WHAT TO DO:
Starting at the top of the entries, restate word for word each line up to and including the one with "Print a warning".

*** SOURCE DATA ***

PR #884, opened 2023-12-27
lib/getdef.c: Introduce getlong_normalized

stoeckmann:
Stay compatible with current configuration files which allow all negative values, but convert them to -1 on the fly.

Print a warning so these values can be modified by an administrator for a future release which won't have this support anymore.

As discussed in https://github.com/shadow-maint/shadow/pull/877#issuecomment-1870427972

### DIFF
--- a/lib/getdef.c
+++ b/lib/getdef.c
@@ -181,6 +181,26 @@ static void def_load (void);
 
 
 /*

***

TASK ANSWER:
PR #884, opened 2023-12-27
lib/getdef.c: Introduce getlong_normalized

stoeckmann:
Stay compatible with current configuration files which allow all negative values, but convert them to -1 on the fly.

Print a warning so these values can be modified by an administrator for a future release which won't have this support anymore.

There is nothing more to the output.